──────── SOURCE DATA

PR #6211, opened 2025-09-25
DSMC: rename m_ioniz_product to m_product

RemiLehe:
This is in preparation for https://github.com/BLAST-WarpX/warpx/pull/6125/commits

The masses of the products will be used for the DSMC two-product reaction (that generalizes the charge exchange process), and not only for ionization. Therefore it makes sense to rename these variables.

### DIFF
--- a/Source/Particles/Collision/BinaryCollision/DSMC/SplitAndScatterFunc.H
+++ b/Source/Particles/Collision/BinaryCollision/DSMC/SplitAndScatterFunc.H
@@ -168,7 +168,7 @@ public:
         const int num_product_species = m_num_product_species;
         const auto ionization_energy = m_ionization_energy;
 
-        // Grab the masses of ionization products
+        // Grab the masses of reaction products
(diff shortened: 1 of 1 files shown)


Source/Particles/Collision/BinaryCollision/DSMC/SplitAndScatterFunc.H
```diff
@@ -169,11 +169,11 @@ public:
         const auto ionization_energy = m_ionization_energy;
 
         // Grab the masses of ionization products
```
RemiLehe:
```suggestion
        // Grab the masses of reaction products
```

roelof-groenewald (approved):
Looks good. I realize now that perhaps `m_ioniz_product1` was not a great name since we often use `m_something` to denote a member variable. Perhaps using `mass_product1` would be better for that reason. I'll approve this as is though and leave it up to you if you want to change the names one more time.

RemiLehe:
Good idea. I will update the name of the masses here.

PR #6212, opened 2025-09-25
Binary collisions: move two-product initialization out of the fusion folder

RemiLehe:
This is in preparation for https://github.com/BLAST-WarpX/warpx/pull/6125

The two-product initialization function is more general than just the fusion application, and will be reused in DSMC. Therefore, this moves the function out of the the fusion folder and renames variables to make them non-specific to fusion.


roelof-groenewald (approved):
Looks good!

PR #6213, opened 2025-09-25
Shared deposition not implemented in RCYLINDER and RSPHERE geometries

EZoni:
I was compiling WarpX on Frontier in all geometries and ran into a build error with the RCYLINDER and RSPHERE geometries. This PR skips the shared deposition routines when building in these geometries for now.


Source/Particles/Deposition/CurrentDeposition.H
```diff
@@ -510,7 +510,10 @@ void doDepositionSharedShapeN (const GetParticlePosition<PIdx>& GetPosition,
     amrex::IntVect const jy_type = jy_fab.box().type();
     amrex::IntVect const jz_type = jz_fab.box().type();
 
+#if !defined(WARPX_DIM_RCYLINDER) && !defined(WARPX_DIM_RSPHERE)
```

────────────────

#### [PROBLEM DESCRIPTION]
Please copy out the preceding data in full, exactly as written.

#### [SOLUTION TO THE EXERCISE]
PR #6211, opened 2025-09-25
DSMC: rename m_ioniz_product to m_product

RemiLehe:
This is in preparation for https://github.com/BLAST-WarpX/warpx/pull/6125/commits

The masses of the products will be used for the DSMC two-product reaction (that generalizes the charge exchange process), and not only for ionization. Therefore it makes sense to rename these variables.

### DIFF
--- a/Source/Particles/Collision/BinaryCollision/DSMC/SplitAndScatterFunc.H
+++ b/Source/Particles/Collision/BinaryCollision/DSMC/SplitAndScatterFunc.H
@@ -168,7 +168,7 @@ public:
         const int num_product_species = m_num_product_species;
         const auto ionization_energy = m_ionization_energy;
 
-        // Grab the masses of ionization products
+        // Grab the masses of reaction products
(diff shortened: 1 of 1 files shown)


Source/Particles/Collision/BinaryCollision/DSMC/SplitAndScatterFunc.H
```diff
@@ -169,11 +169,11 @@ public:
         const auto ionization_energy = m_ionization_energy;
 
         // Grab the masses of ionization products
```
RemiLehe:
```suggestion
        // Grab the masses of reaction products
```

roelof-groenewald (approved):
Looks good. I realize now that perhaps `m_ioniz_product1` was not a great name since we often use `m_something` to denote a member variable. Perhaps using `mass_product1` would be better for that reason. I'll approve this as is though and leave it up to you if you want to change the names one more time.

RemiLehe:
Good idea. I will update the name of the masses here.

PR #6212, opened 2025-09-25
Binary collisions: move two-product initialization out of the fusion folder

RemiLehe:
This is in preparation for https://github.com/BLAST-WarpX/warpx/pull/6125

The two-product initialization function is more general than just the fusion application, and will be reused in DSMC. Therefore, this moves the function out of the the fusion folder and renames variables to make them non-specific to fusion.


roelof-groenewald (approved):
Looks good!

PR #6213, opened 2025-09-25
Shared deposition not implemented in RCYLINDER and RSPHERE geometries

EZoni:
I was compiling WarpX on Frontier in all geometries and ran into a build error with the RCYLINDER and RSPHERE geometries. This PR skips the shared deposition routines when building in these geometries for now.


Source/Particles/Deposition/CurrentDeposition.H
```diff
@@ -510,7 +510,10 @@ void doDepositionSharedShapeN (const GetParticlePosition<PIdx>& GetPosition,
     amrex::IntVect const jy_type = jy_fab.box().type();
     amrex::IntVect const jz_type = jz_fab.box().type();
 
+#if !defined(WARPX_DIM_RCYLINDER) && !defined(WARPX_DIM_RSPHERE)
```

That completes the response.